A few of the texts took many summary attempts before a summary was accepted as the model was not given the reason for the rejection. I have subsequently successfully experimented with giving gpt-4 the rejected reason and telling it to write a new summary. This approach promises to greatly reduce the number of summaries per article.

The quality of summaries seemed to improve with newer models, but it is worth noting that the data set was too small to say anything conclusive about this, and in addition the continuously improved prompts likely led to a reduced number of rejections.

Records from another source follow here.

PR #3, opened 2022-12-13
WIP: use wrapper arrays at interfaces

ev-br:
closes gh-1


wrapper.py
```diff
@@ -37,15 +37,33 @@
...
-    _util.subok_no_ok(like)
+    _util.subok_not_ok(like)
     if order is not None:
         raise NotImplementedError
-    return torch.asarray(a, dtype=dtype)
+
+    # This and array(...) are the only places which talk to ndarray directly.
+    # The rest goes through asarray (preferred) or array.
+    out = ndarray()
+    out._tensor = torch.asarray(a, dtype=dtype)
```
ev-br, line 65: @lezcano could you enlighten me on the difference between torch.asarray and torch.as_tensor?

lezcano: They are equivalent. cf.
https://github.com/pytorch/pytorch/blob/e54c6c2870d6f1e318cdd86fa94c37ad22bff22a/test/test_tensor_creation_ops.py#L3908-L3911

ev-br: Thanks! Here's one puzzler though:

```
In [43]: x = np.float64(0.5)

In [44]: torch.asarray(x)
<ipython-input-44-62b3e1ccf04c>:1: UserWarning: The given buffer is not writable, and PyTorch does not support non-writable tensors. This means you can write to the underlying (supposedly non-writable) buffer using the tensor. You may want to copy the buffer to protect its data or make it writable before converting it to a tensor. This type of warning will be suppressed for the rest of this program. (Triggered internally at /home/conda/feedstock_root/build_artifacts/pytorch-recipe_1670076225403/work/torch/csrc/utils/tensor_new.cpp:1563.)
  torch.asarray(x)
Out[44]: tensor([0.0000, 1.7500])

In [45]: torch.as_tensor(x)
Out[45]: tensor(0.5000, dtype=torch.float64)
```

Is is supposed to handle numpy scalars?

_unary_ufuncs.py
```diff
@@ -4,9 +4,10 @@
 import torch
 
 import _util
+from _ndarray import asarray_replacer_1
 
 
-
+@asarray_replacer_1
 def absolute(x, /, out=None, *, where=True, casting='same_kind', order='K',
```
lezcano, line 11: Note that in PyTorch we still support Python 3.7, so perhaps it'd be better not to use positional only args? cc @ezyang.

_ndarray.py
```diff
@@ -0,0 +1,103 @@
...
+
+def asarray_replacer_1(func):
+    """Asarray the *first* arg, so that the wrapped `func` operates on a
+       torch.Tensor. Then asarray the result.
+    """
+    @functools.wraps(func)
+    def wrapped(x, *args, **kwds):
+        x_tensor = asarray(x).get()
+        return asarray(func(x_tensor, *args, **kwds))
+    return wrapped
```
lezcano, line 102: Perhaps we want to wrap any `np.ndarray` that's given to us in the signature? This way this decorator could be written generically for all the functions.

lezcano: If the obs above makes sense, then we could potentially apply the wrapper generically to all the functions defined in the module at the very end of the module, that way we make sure we don't miss any of them and we'd save quite a few lines.

wrapper.py
lezcano: No idea about that edge case, but if  `as_tensor` works, I'd simply use `torch.as_tensor`.
cc @ysiraichi who wrote the test I linked above.

_ndarray.py
ev-br: Great idea, thanks! I'd prefer to defer it a bit though, to first work through the numpy API patterns (it's... uhm... organically grown).

_unary_ufuncs.py
lezcano: Note that we want to be NumPy compatible. As such, implementing a superset of NumPy's functionality would also do. Dropping positional-only args would achieve this. But again, let's wait to see what Ed thinks, perhaps PyTorch is planning to drop Python 3.7 support, idk.

_ndarray.py
rgommers: Is decorating a function that returns a Tensor with this replacer actually shorter than not doing so? I'm not yet seeing that yet - only if it has to do more work than wrapping the output arrays. This seems equally short and clearer:
```python
class _ndarray:
    # class name here has to have an underscore probably, so the public ndarray object can use this
    # one but have a signature for __init__ that matches numpy (this is a small detail only).
    def __init__(self, tensor):
        self._tensor = tensor


def absolute(...):
    return _ndarray(result)
```

rgommers: On the other hand, this code block is repeated a lot and seems to need factoring out to be generic across ufuncs:
```python
    _util.subok_not_ok(subok=subok)
    if order != 'K' or casting != 'same_kind' or not where:
        raise NotImplementedError
    if out is not None:
      # XXX dtypes, casting
        out = out.to(dtype)
```

lezcano: Note that the decorator aso wraps the first argument (and potentially others). Also, as discussed above, the decorator could potentially be applied to all functions in the module a posteriori so that we don't miss any of them. This would very much reduce the amount of boilerplate needed all across.

wrapper.py
ysiraichi: Not an edge case, but a bug! It should work fine if you specify the dtype, though.

```
>>> torch.asarray(x, dtype=torch.float64)
tensor([0.5000], dtype=torch.float64)
```

_ndarray.py
rgommers: > Note that the decorator aso wraps the first argument (and potentially others).

It's not clear to me that it has to do that, or that it's better. The current implementation also explicitly does `torch.as_tensor(x)` internally anyway (maybe a leftover).

The problem with these kinds of decorators, unless they do more than wrap inputs and outputs, is that they're hard to read for no real gain. Right now, `out` isn't handled for example - and that can also be an array. There will be lots of one-offs where some other argument can be an array, and there's no decorator for exactly that thing. So now you have to go write yet another decorator with a slight twist, or mix decorator with manual wrapping.




> This would very much reduce the amount of boilerplate needed all across.

I think it makes sense to figure out if this is actually true. Here is how I'd write `absolute`, and I like how it looks better than with the decorator approach:
```python

def handle_ufunc_kwargs(subok=None, order=None, out=None, dtype=None):
    # This is mostly factoring out what was already written, it's not complete
    _util.subok_not_ok(subok=subok)
    if order != 'K' or casting != 'same_kind' or not where:
        raise NotImplementedError

    if out is not None:
        out = as_tensor(out)  # unwrap
        if dtype is not None:
            if dtype != out.dtype:
                raise ValueError("given `out` array doesn't have the right dtype")

    return out


def absolute(x, /, out=None, *, where=True, casting='same_kind', order='K',
          dtype=None, subok=False, **kwds):
    x = as_tensor(x)
    out = handle_ufunc_kwargs(subok=subok, order=order, out=out, dtype=dtype)

    result = torch.absolute(x, out=out)
    if dtype is not None:
        result = result.to(dtype)
    
    return _ndarray(result)
```

_ndarray.py
```diff
@@ -0,0 +1,144 @@
...
+    def __str__(self):
+        return str(self._tensor).replace("tensor", "array_w")
+
+    __repr__ = __str__
+
+
+    ### arithmetic ###
+
+    def __add__(self, other):
+        return self._tensor__add__(other)
```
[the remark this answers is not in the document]
ev-br: Thanks! This part is incomplete, untested yet.

_unary_ufuncs.py
rgommers: > This is then a question of what numpy version we want to track here.

1.24 is coming out in 1-2 weeks, so probably that. Won't be much different than 1.23.x though. Although tracking evolving function signatures is always a pain, and we'll need some way of handling that at some point.

wrapper.py
ysiraichi: Correction: it's not a bug... I will look into this.

```
In [6]: torch.asarray(np.array([1, 2, 3], dtype=np.float64))
Out[6]: tensor([1, 2, 3])
```

_ndarray.py
ev-br: The ufunc code block is actually autogenerated from template, https://github.com/Quansight-Labs/numpy_pytorch_interop/blob/ndarrays_at_interface/autogen/gen_ufuncs.py#L72 
and it's of course a stub waiting to handle dtypes and out arrays (shapes, types etc), also casting. 

Given how this develops for now, I'd like to push the current approach for a bit more to see various patterns in numpy. E.g., I'd rather not detail the ufunc handler yet, because e.g. `subok` is used in both ufuncs and non-ufuncs. Same for generalizing the decorators or other approaches, let's first see what is needed, then clean up and consolidate. I am not yet certain that what is here now is truly representative, need to convert some more functions.

Whether a single decorator can be applied to all args, I suspect not because array_like treatment differs by function:
- func(array_like, array_like) -- e.g. binary ufuncs
- func(array_like, tuple) -- e.g. `np.reshape(array, new_shape)`
- func(*array_likes) -- e.g. `atleast_1d` 

One other thing I'd rather keep rolling with is not using `ndarray` class (with or with or without a leading underscore) for wrapping the outputs. The public `ndarray` class will need to have numpy-compatible signature. So for now I'm using `asarray` as a central thing which knows about the internals about the `ndarray` class. Let me see how far this takes us.

rgommers: > One other thing I'd rather keep rolling with is not using `ndarray` class (with or with or without a leading underscore) for wrapping the outputs.

That's fine to defer I'd say, it's easy to tweak later and it's a ~10 characters change.

wrapper.py
ysiraichi: Long story short: `torch.asarray` works with Numpy scalars, but it doesn't infer the type. Thus, if you don't specify the dtype, it will assume the default dtype.

**Explanation:** since Numpy scalars are not Numpy arrays, they end up being treated as Python objects that implement the protocol buffer ([as documented](https://pytorch.org/docs/stable/generated/torch.asarray.html)). i.e. it will rely on the given `dtype` argument (if given) and interpret the data as such.

**Discussion:** I guess the whole point of `asarray` is to try not to copy. I don't think it makes much sense using it for scalars... That said, it's an non-intuitive result that has an easy fix.

@lezcano @rgommers 
What do you think?

lezcano: I reckon that extending `torch.asarray` to also handle numpy scalars as expected wouldn't hurt, but let's see what Ralf has to say.

_ndarray.py
ev-br: > x = as_tensor(x)

BTW, this does not handle ndarrays.

_unary_ufuncs.py
ezyang: we should be dropping 3.7 soon

ezyang: ok clarification: we will drop it when colab drops it lol

ev-br:
Okay, as a PR to close gh-1 I think this PR has run its course. We clearly have all public functions consume array_likes and return wrapper ndarrays, so what is currently in main is obsolete. Implementation details are still in flux, and will stay in flux for a while. Will revisit them when after the next milestone, when the API coverage is representative.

Below are the main categories of rejected summaries, in future approaches it will be worth keeping an eye on whether the model delivers similar types of errors:

Missing important information
Incorrect summary
AI evaluates content
(e.g. the model states that the company has had a successful year)
Poor language
Irrelevant information

Appendix 1

Summaries per model

Appendix 2

Number of summaries per article

54 articles have only 1 summary
15 articles have 2 summaries
8 articles have 3 summaries
etc.

Appendix 3

Reject types

Articles can have multiple summaries with different reject types.

Only one reject type per summary is registered.

Example: 9 articles have rejected summaries due to poor language, but 12 summaries are rejected because of poor language. This means that multiple summaries with poor language have been generated for the same article.